PR #2233, opened 2023-07-19
Bugfix gdb.debug: exe parameter now respected 

### LINKED ISSUE #1273: gdb.debug() - `exe` parameter is not respected

goreil:
Reopening #2227, since the Coverage tests didn't seem to handle changing the target branch correctly.

This commit now properly supports the exe parameter in `pwnlib/gdb.py:debug()`, allowing a different argv[0] than the executable. (See Issue #1273 )

It achieves this by leveraging the gdbsever`--wrapper` argument with a python script that calls execve with the specified args.
For remote connections `ssh.process(run=False)` already creates a python script that we can use.

## Details
1. We create a python script, that calls execve with our arguments
`/tmp/pwn-XXXXXX.py`
```python
#!<local python version>
import ctypes
...
ctypes.CDLL(None).execve(exe, argv, env)
```

2. `gdbserver` has no native support for `argv[0]`

Therefore we leverage the `--wrapper` flag, which allows us to execute an arbitrary command. `gdbserver` will attach to the first unforked `execve` system call.

The command will then be
`gdbserver --wrapper /tmp/pwn-XXXXXX.py -- <other gdbserver args>`


goreil:
Hi, just wanted to ask if there are any changes you require me to make to the pull request or is it ready to merge?

peace-maker:
I didn't have time to test this yet :/

pwnlib/gdb.py
```diff
@@ -249,7 +250,65 @@ def debug_shellcode(data, gdbscript=None, vma=None, api=False):
...
+        argv(list): List of arguments to pass to the program
+        executable(bytes): Path to the program to run
+        env(dict): Environment variables to pass to the program
+        ssh(ssh): SSH connection to use if we are debugging a remote process
+
+    Returns:
+        The filename of the created script.
+    """
+    # Make sure args are bytes, not str or bytearray.
+    argv = [bytes(packing._encode(arg)) for arg in argv]
```
peace-maker: That is already handled by `misc.normalize_argv_env` before calling this helper.

pwnlib/gdb.py
```diff
@@ -296,7 +357,10 @@ def _gdbserver_args(pid=None, path=None, args=None, which=None, env=None):
...
         gdbserver_args += ['--once', '--attach']
 
-    if env is not None:
+    if python_wrapper_script:
+        gdbserver_args += ['--wrapper', python_wrapper_script, '--']
+
+    elif env is not None:
         env_args = []
         for key in tuple(env):
             if key.startswith(b'LD_'): # LD_PRELOAD / LD_LIBRARY_PATH etc.
```
peace-maker, line 343: This appears to strip any `LD_*` environment variables from the environment in which `gdbserver` is executed and only passes them to the target program. We should mimic this in the execve wrapper.

pwnlib/gdb.py
```diff
@@ -529,12 +614,21 @@ def debug(args, gdbscript=None, exe=None, ssh=None, env=None, sysroot=None, api=
     if env:
         env = {bytes(k): bytes(v) for k, v in env}
 
+    exe = which(packing._decode(exe or args[0]))
```
peace-maker, line 616: There's a similar check below around line 655, so this might be a duplicate/interfering? The other code doesn't check for existence on ssh backends, can you dig into why and possibly mirror this here?

pwnlib/gdb.py
```diff
@@ -529,12 +614,21 @@ def debug(args, gdbscript=None, exe=None, ssh=None, env=None, sysroot=None, api=
...
         log.warn_once("Skipping debugger since context.noptrace==True")
         return runner(args, executable=exe, env=env)
 
     if ssh or context.native or (context.os == 'android'):
-        args = _gdbserver_args(args=args, which=which, env=env)
+        # GDBServer is limited in it's ability to manipulate argv[0]
+        # but can use the ``--wrapper`` option to execute commands and catches
+        # ``execve`` calls.
+        # Therefore, we use a wrapper script to execute the target binary
+        script = _execve_script(args, executable=exe, env=env, ssh=ssh)
```
peace-maker: Can we only use this wrapper workaround if `exe != args[0]` to save some complexity for the usual case?

pwnlib/gdb.py
```diff
@@ -249,7 +250,65 @@ def debug_shellcode(data, gdbscript=None, vma=None, api=False):
...
+    executable = packing._encode(executable)
+    if ssh:
+        # ssh.process creates the script for us
+        return ssh.process(argv, executable=executable, env=env, run=False)
+
+    # Convert environment to a list of key=value strings
+    if env is None:
+        env_list = []
+    else:
+        env_list = [bytes(key) + b"=" + bytes(value) for key, value in env.items()]
```
peace-maker: Maybe add a check that `key` does not contain a `=`. That is usually done by python's os.execve.

pwnlib/gdb.py
```diff
@@ -458,6 +522,13 @@ def debug(args, gdbscript=None, exe=None, ssh=None, env=None, sysroot=None, api=
 
         >>> io.interactive() # doctest: +SKIP
         >>> io.close()
+        
+        Start a new process with modified argv[0]
+        >>> io = gdb.debug("/bin/sh", 'continue', argv=[b'\xde\xad\xbe\xef'])
```
peace-maker: This usage is weird, since `gdb.debug` doesn't have an `argv` parameter but only an `args` one and this appears to rely on `process` having an `argv` parameter? I'd expect this to look like `gdb.debug([b'\xde\xad\xbe\xef'], 'continue', exe="/bin/sh")`. Same for the other added examples.

I'm confused on how this works with `gdbserver = runner(args, env=env, aslr=1, **kwargs)` when `runner` is `tubes.process.process`. The first argument is argv and the `kwargs` contain the explicit `argv` argument again, no? Which one is used?

peace-maker (changes requested):
Sorry for the huge delay!

pwnlib/gdb.py
goreil: Thank you for pointing it out!
`misc.normalize_argv_env` does not encode bytearrays, i.e 
```py
misc.normalize_argv_env([bytearray(b'b')], {}, log)
Out[2]: ([bytearray(b'b')], {})
```
This is an issue, since `ctypes.c_char_p` only works with `bytes` and not `bytearrays`.
```py
In [14]: ctypes.c_char_p(bytearray(b'a'))
---------------------------------------------------------------------------
TypeError                                 Traceback (most recent call last)
Cell In[14], line 1
----> 1 ctypes.c_char_p(bytearray(b'a'))

TypeError: bytes or integer address expected instead of bytearray instance
In [15]: ctypes.c_char_p(b'a')
Out[15]: c_char_p(140315614962176)
```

* * *

#### ABOUT THIS TASK:
Determine the number of lines in the data above that include the word "appears", then answer with that number alone.

#### TASK RESPONSE:
2